Aile bir metafor tabii, sıcaklığına sığındığımız, iktidar hayalleri kurduğumuz, hayaller uğruna bir çok şeyi görmezden geldiğimiz, ailemizin sağlığıdüzeni için bir çok şeyi gizleyip konuşmadığımız, yani, aydın insana dair Türkiye’ye dair insanlığa dair, insanlığı ve hepimizi gün geçtikçe aileden yalnızlığa doğru sürükleyen hayatın en sertinden, böyle zehir sorular!

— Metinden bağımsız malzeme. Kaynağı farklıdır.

PR #1589, opened 2021-08-22
Fix empty resources spec field failing schema validation

jgillich:
In Go, when a struct field is not set, it becomes a struct with
default values for all fields. These default values are included
during serialization. This causes issues with schema validation
where optional fields cannot be omitted because default values
are considered invalid.

This patch addresses this issue for `Resources` fields on several
types by using a pointer value.

### DIFF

Hayattan çıkarttığım ders budur, insanlar (Oda Tv, Cumhuriyet vs. gibi) kaybedeceği bir şey olmadığı zaman gerçekçi ve öfkeli oluyorlar. İnsanlar kaybedeceği bir şey (iktidar umudu) olduğu zaman düşmanları gibi gerçeği gizliyor, eğilip bükülmeye zaman içinde iğrendikleri düşmanların aynısı bir kopyası oluveriyorlar. Yani hakikat kişilik konumumuza statümüze göre yer değiştirdikçe bizi insanlıktan çıkartır. Şiir yazamaz şarkı söyleyemez ve hayatlarımız kullanılmaz yüreğimiz beynimiz işlemez insanlığımız ve kalemimiz amaçsız ülkemiz yaşanmaz hale gelir. Bir yazar için daha utanç dolu feci bir son düşünemiyorum. İşte böyle ürkek ve tereddütlü günlerde suikasta uğrayan yazarların ve gençlerin ne için hangi hakikat uğruna emperyalist güçler tarafından ortadan kaldırıldığını hatırlayarak ancak kendimize gelebiliriz.